PRI: la politica es la lucha de las ideas

JJ Macías, apenado por narración de comentarista de Multimedios
Por:

Salvador del Río

Todas las desgracias de

los hombres provienen

de no hablar claro

Albert Camus

Cuando, en 1929, el general Plutarco Elías Calles, el hombre fuerte de la Revolución, logró la formación  del Partido Nacional Revolucionario (PNR), terminaba una etapa de sacudimientos políticos y armados en los que el poder se disputaba y se repartía entre facciones.
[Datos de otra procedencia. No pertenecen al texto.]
PR #238, opened 2025-06-02
FSPT-520 Getting a collection schema loads everything from the database

sfount:
Ensures that the entire collection schema is loaded when a schema if fetched with the `with_full_schema` flag set to `True`.

We'll want to avoid n+1 queries and the ORM fetching properties that we'd expect to constantly be looping through in the code.


srh-sloan (commented):
Nice test, but should we have one where we explicitly set `with_full_schema=False` and count the queries then as well?

tests/integration/common/data/interfaces/test_collections.py
```diff
@@ -325,3 +325,33 @@ def test_update_collection_data(db_session, factories):
...
+    with track_sql_queries() as queries:
+        from_db = get_collection_schema(schema_id=schema.id, with_full_schema=True)
+    assert from_db is not None
+
+    # Expected queries:
+    # * Initial queries for schema and user
+    # * Load the sections
+    # * Load the forms
+    # * Load the question
+    assert len(queries) == 5
```
samuelhwilliams, line 347: Have I forgotten how to count 👀

tests/integration/common/data/interfaces/test_collections.py
```diff
@@ -325,3 +325,33 @@ def test_update_collection_data(db_session, factories):
...
+
+    # No additional queries when inspecting the ORM model
+    count = 0
+    with track_sql_queries() as queries:
+        for s in from_db.sections:
+            for f in s.forms:
+                for _q in f.questions:
+                    count += 1
+
+    assert queries == []
```
nuwan-samarasinghe, line 357: Don't we need to verify the counts are correct ?

sfount:
> Nice test, but should we have one where we explicitly set `with_full_schema=False` and count the queries then as well?

Yeah this feels like maybe something we could do once to catch false positives? The main goal of the test is just to make sure our configuration of the ORM doesn't make extra/ unexpected queries after loading which this gives us reassurance on but adding a small assertion to make sure that the opposite is true might be good once

tests/integration/common/data/interfaces/test_collections.py
sfount: This is just checking that there are no queries issued to the database even when you're stepping through all of the properties of the model - if it hadn't fetched all of the sections/ forms/ questions up front this query list would be full of extra (SELECT question FROM...) queries as you tried to load properties that it hadn't fetched yet

samuelhwilliams (approved):

samuelhwilliams (approved):

PR #240, opened 2025-06-02
FSPT-524 Form statuses model "Have you completed this section?"

sfount:
We've called this metadata here as its how we referred to it while
breaking down the story (the users submitted answers as the data of a
collection and what has happened to it as metadata that derives its
status). Another option here is "Collection events" or the things that
have happened to the collection.

SQLAlchemy does reserve the property "metadata" so a prefix was needed
for this naming scheme, happy to revise.

To try out this method we're just using a very simple method of removing events
that are no longer relevant (if a user decides its no longer complete). 

If we want to meet the theoretical ideal of having non-mutable
events that tell are replayable and describe how a status was reached we can
move this to just add new events undoing the "Form marked as complete" and pick
the latest status - a number of options for this described in the tickets.

Note: for a short period of time between this PR and the next one there
will be no "Complete" collections as the page which can actually
register this event hasn't been merged!


app/common/data/types.py
```diff
@@ -36,3 +36,7 @@ class CollectionStatusEnum(enum.StrEnum):
     NOT_STARTED = "Not started"
     IN_PROGRESS = "In progress"
     COMPLETED = "Completed"
+
+
+class MetadataEventKey(enum.StrEnum):
+    FORM_RUNNER_FORM_COMPLETED = "Form completed"
```
samuelhwilliams, line 42:
```suggestion
    FORM_RUNNER_FORM_MARKED_COMPLETE = "Form marked as complete"
    FORM_RUNNER_FORM_MARKED_INCOMPLETE = "Form marked as incomplete"
```

maybe?

app/common/helpers/collections.py
```diff
@@ -165,6 +169,11 @@ def submit_answer_for_question(self, question_id: UUID, form: DynamicQuestionFor
         data = _form_data_to_question_type(question, form)
         interfaces.collections.update_collection_data(self.collection, question, data)
 
+    def mark_form_as_complete(self, form: "Form", user: "User") -> None:
+        interfaces.collections.add_collection_metadata(
+            self.collection, MetadataEventKey.FORM_RUNNER_FORM_COMPLETED, user, form
+        )
```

Era el fin de la época de los caudillos; nacía, junto con otras instituciones, la de los partidos políticos modernos.

Más de ochenta años después de esa transformación, el interés y la expectación en torno a la participación de los partidos políticos confirman la razón de su existencia como instrumentos para la convivencia civilizada en la pluralidad

de la sociedad.

Transformado en Partido de la Revolución Mexicana (PRM) y luego en el actual Revolucionario Institucional, el PRI, ese partido que permaneció durante más de setenta años como el único del que surgieron las generaciones de gobernantes, al grado de que la designación de su candidato a la presidencia de la República —cuya designación es prerrogativa del presidente en turno— fue siempre considerado y aceptado como el seguro sucesor en la primera magistratura.

El PRI de hoy, puede decirse, no es el creado en 1929, pero es a la vez el mismo. Es distinto a aquél porque después de doce años en la oposición, en su retorno al poder ya no es el partidazo invencible, pero su peso específico, su unidad en torno a la idea primigenia de su creación le dan un sitio relevante en la vida pública del país.

Con la definición de quién será el próximo presidente del PRI en los próximos cuatro años, una decisión que indiscutiblemente correspondió al presidente de la República surgido de sus filas, el partido da una vez una muestra de congruencia con la realidad y el pragmatismo que a través de los años le han permitido mantener esa preponderancia sobre otras formaciones políticas.

Coinciden con la decisión para la renovación de la dirigencia priista cambios en otros partidos que definirán la composición del tablero político para los comicios del año próximo con 12 gubernaturas en juego, y también para el horizonte 2018, cuando se decida la sucesión presidencial. Acción Nacional nombrará en breve a un nuevo presidente de su Comité Ejecutivo y se contempla la posibilidad de que también en el de la Revolución Democrática se dé la renovación de su dirigencia.

En medio de la expectación que estos cambios producen, el PRI se mantiene como la primera fuerza política. Esa circunstancia, sin embargo, no le garantiza el triunfo en las contiendas electorales que se avecinan. En todo caso —y en ello se demuestra la capacidad de adaptación a las transformaciones del país—, el PRI competirá con las oposiciones con las que a través del tiempo y dos derrotas consecutivas aprendió a convivir.

Con la pluralidad surgida de las reformas que abrieron la puerta a la oposición, promovidas y consumadas precisamente por los gobiernos del PRI, se pone de manifiesto la falsedad de las tesis según las cuales las ideologías han llegado a su fin en el mundo porque son una rémora para la evolución de la sociedad. La existencia de los partidos lo demuestra. En la diversidad de opiniones, de puntos de vista, de perspectivas y enfoques según los principios ideológicos y las tendencias de cada corriente que representan los partidos, está la verdadera lucha de las ideas que se plasman en propósitos y en formas de gobernar.

La supervivencia del PRI, creado como expresión de una idea en 1929, pero también la presencia cada vez más fuerte, de otras corrientes políticas —ideológicas y de principios— confirma la necesidad de que los partidos políticos sobrevivan al escepticismo y el desencanto que les niegan su valor.

 Gazapos. En el lenguaje de la política y de las finanzas aparecen de pronto eufemismos con los que se pretende ocultar la realidad o absurdos idiomáticos que se ponen en boga.  Crecimiento negativo se quiere llamar al retroceso en las estadísticas de un sector de la economía. Es un decrecimiento, pues crecer, obviamente, no puede ser un hecho contrario.

“La cotización del dólar va a la alza”, se dice. Pero las reglas del idioma y su práctica misma, permiten el empleo de la contracción al para evitar la cacofonía. Son los casos de palabras que comienzan con la primera vocal, cuyo artículo se cambia a masculino aunque sean del género femenino: el azúcar y no la azúcar; el agua y no la agua, etcétera.